Critical evidence is lost when this happens, and in a flyer distributed by the NPA during GBVF outreach activities, it’s stated specifically to not take a shower or wash your clothes after a rape or sexual assault.

They advise victims to go directly to the SAPS or a state hospital after the offence has occurred, to ensure the proper evidence is collected and a case can be opened as soon as possible.

What the police say
According to Constable Audrey Buthelezi, Brakpan SAPS Sector 1 manager and corporate communications officer, sexual offences include any form of unwanted or non-consensual contact or behaviour.

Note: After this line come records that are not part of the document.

PR #1735, opened 2019-06-11
engine: fix opt-in analytics event

landism:
### Problem

There are way more "opt in" events in our analytics logs than there should be, many of which do not follow an "analytics nudge" event.

`EngineState.AnalyticsOpt` is initialized by `handleInitAction`.
`TiltAnalyticsSubscriber.ta.Opt()` is initialized from the user's .windmill directory.

In theory, if a user has already opted in, TiltAnalyticsSubscriber [never sees](https://github.com/windmilleng/tilt/blob/4cc4b4fd246bd834618b5eb55cfd20f49636a14e/internal/engine/tilt_analytics.go#L22) a change in EngineState, and thus never reports an "opt in" event.

Unfortunately, `InitAction` is not the first action handled by `Store`. Anything we log before calling `Upper.Init` results in `logEvent` actions being dispatched, which get reduced before `InitAction`.

This means `TiltAnalyticsSubscriber.OnChange` is called with an uninitialized `EngineState` where `AnalyticsOpt` == `OptDefault`), and then once we handle `InitAction`, it's called again with an `EngineState` where `AnalyticsOpt` == `OptIn`, which it thinks means the user has just opted in, so it sends an "opt in" event to the analytics server.

This issue is significantly mitigated by the batching of events. I was actually unable to reproduce this bug using a master build (I ran Tilt 50 times and never generated an opt-in event). As long as the `logEvent`s and the `InitAction` are within 1ms of each other, they'll be batched together, and `TiltAnalyticsSubscriber.OnChange` will only ever see the initialized `EngineState`, so everything is fine. I was able to induce the issue by adding a sleep to `Upper.Init` to prevent batching, which at least proves there's a race here, even if we don't know whether/how often it occurs in reality.

### Solution

Only report the "opt in" event to analytics when we get an `AnalyticsOptAction`. This action is only dispatched when a user takes an action to indicate an analytics preference and isn't subject to the whims of `EngineState` initialization order.

It's possible the race doesn't actually happen in the wild and there's some other cause for this problem, but: 1) I haven't seen another way it could be happening, 2) I think this is an improvement regardless, and 3) we can check in a few days and see if "opt in" events in our logs seem more reasonable.

### DIFF
--- a/internal/engine/upper.go
+++ b/internal/engine/upper.go
@@ -12,6 +12,7 @@ import (
 	"github.com/davecgh/go-spew/spew"
 	"github.com/opentracing/opentracing-go"
 	"github.com/pkg/errors"
+	"github.com/windmilleng/tilt/internal/hud/server"
 	"github.com/windmilleng/wmclient/pkg/analytics"
 	v1 "k8s.io/api/core/v1"
 	"k8s.io/apimachinery/pkg/labels"
@@ -21,7 +22,6 @@ import (
 	"github.com/windmilleng/tilt/internal/container"
 	"github.com/windmilleng/tilt/internal/dockercompose"
 	"github.com/windmilleng/tilt/internal/hud"
-	"github.com/windmilleng/tilt/internal/hud/server"
 	"github.com/windmilleng/tilt/internal/k8s"
 	"github.com/windmilleng/tilt/internal/logger"
 	"github.com/windmilleng/tilt/internal/model"
@@ -193,7 +193,7 @@ var UpperReducer = store.Reducer(func(ctx context.Context, state *store.EngineSt
 	case LatestVersionAction:
 		handleLatestVersionAction(state, action)
 	case store.AnalyticsOptAction:
-		handleAnalyticsOptAction(ctx, state, action)
+		handleAnalyticsOptAction(state, action)
 	case store.AnalyticsNudgeSurfacedAction:
 		handleAnalyticsNudgeSurfacedAction(ctx, state)
 	case UIDUpdateAction:
@@ -1005,11 +1005,7 @@ func handleTiltfileLogAction(ctx context.Context, state *store.EngineState, acti
 	state.TiltfileCombinedLog = model.AppendLog(state.TiltfileCombinedLog, action, state.LogTimestamps, nil)
 }
 
-func handleAnalyticsOptAction(ctx context.Context, state *store.EngineState, action store.AnalyticsOptAction) {
-	// only logging on opt-in, because, well, opting out means the user just told us not to report data on them!
-	if action.Opt == analytics.OptIn {
-		tiltanalytics.Get(ctx).IncrIfUnopted("analytics.opt.in")
-	}
+func handleAnalyticsOptAction(state *store.EngineState, action store.AnalyticsOptAction) {
 	state.AnalyticsOpt = action.Opt
 }
 
--- a/internal/engine/upper.go
+++ b/internal/engine/upper.go
@@ -12,7 +12,6 @@ import (
 	"github.com/davecgh/go-spew/spew"
 	"github.com/opentracing/opentracing-go"
 	"github.com/pkg/errors"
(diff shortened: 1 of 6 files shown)


internal/engine/upper_test.go
```diff
@@ -2450,32 +2450,35 @@ func TestSetAnalyticsOpt(t *testing.T) {
...
 
 	f.Start([]model.Manifest{}, true, opt)
-	f.store.Dispatch(store.AnalyticsOptAction{Opt: analytics.OptOut})
-	f.WaitUntil("opted out", func(state store.EngineState) bool {
-		return state.AnalyticsOpt == analytics.OptOut
-	})
-
-	// if we don't wait for 1 here, it's possible the state flips to out and back to in before the subscriber sees it,
-	// and we end up with no events
-	f.opter.waitUntilCount(t, 1)
```
maiamcc: is this no longer a concern?

internal/engine/upper.go
```diff
@@ -1005,7 +1005,11 @@ func handleTiltfileLogAction(ctx context.Context, state *store.EngineState, acti
 	state.TiltfileCombinedLog = model.AppendLog(state.TiltfileCombinedLog, action, state.LogTimestamps, nil)
 }
 
-func handleAnalyticsOptAction(state *store.EngineState, action store.AnalyticsOptAction) {
+func handleAnalyticsOptAction(ctx context.Context, state *store.EngineState, action store.AnalyticsOptAction) {
+	// no logging on opt-out, because, well, opting out means the user just told us not to report data on them!
```
maiamcc: nit (feel free to ignore): this comment feels mis-placed, because it's not about the clause it's on top of. consider:
```
if action.Opt...
    Incr...
}
// no logging on opt-out...
```

landism: I feel like it is even less about the line below the place you suggest, and your review comment would be even *more* applicable after that change!

I was thinking it's about the clause it's on top of since the clause could kind of similarly be `if action.Opt != analytics.OptOut` (except for OptDefault, which hopefully never appears here)

I guess I could move it above the `func` line entirely? but then a reader would expect it to describe the function as a whole.

how about changing "no logging on opt-out" to "only logging on opt-in"?

internal/engine/upper_test.go
landism: it is, but I was kinda on the fence about whether it was worth the space

added it back with better wording

internal/engine/upper.go
```diff
@@ -1005,7 +1005,11 @@ func handleTiltfileLogAction(ctx context.Context, state *store.EngineState, acti
 	state.TiltfileCombinedLog = model.AppendLog(state.TiltfileCombinedLog, action, state.LogTimestamps, nil)
 }
 
-func handleAnalyticsOptAction(state *store.EngineState, action store.AnalyticsOptAction) {
+func handleAnalyticsOptAction(ctx context.Context, state *store.EngineState, action store.AnalyticsOptAction) {
+	// only logging on opt-in, because, well, opting out means the user just told us not to report data on them!
+	if action.Opt == analytics.OptIn {
+		tiltanalytics.Get(ctx).IncrIfUnopted("analytics.opt.in")
```
nicks: it seems very sus to be sending requests from inside a reducer loop because this is holding the lock...would it be better to do this where the action gets fired?

internal/engine/upper.go
maiamcc: fair nough, I trust your judgement!

internal/engine/upper.go
landism: yeah, it's probably cleaner to do it where the action is fired.

I'm less certain about it being suspect to do this inside the reducer loop - we take pains to ensure that the analytics methods do not send requests synchronously, and I think that's a good contract to have for metrics reporting, so that we can easily add metrics without worrying about where we're doing it.

anyway, I've moved it to the http request handler since that more directly corresponds to the user action we want to record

This includes rape, non-penetrating sexual assault, grooming (the act of manipulating someone, often a minor, into committing sexual acts), incest and coercive rape (the act of persuading someone to consent to sexual activities that they did not initially consent to).

“People should know that being forced to do something against your will through violence, coercion, threats, deception, cultural expectations, or even economic means is wrong,” she said, and stated that it is punishable under South African law, under the Sexual Offences and Related Matters Amendment Act no. 32 of 2007.

Victims or witnesses of such acts can report them to their nearest police station by calling 08600 10111 or report it anonymously on the My SAPS App. Reports can also be sent to the GBV helpline, on 0800 150 150, or the GBV national command centre on 0800 428 428.

Buthelezi also notes that victims should not bathe or change their appearance, and should seek medical assistance immediately.

“Remember that what happened to you is not your fault,” she says.

She also notes that there is no time limit to report GBV and sexual offences, and that no SAPS member should refuse to register a case of GBV or sexual offences.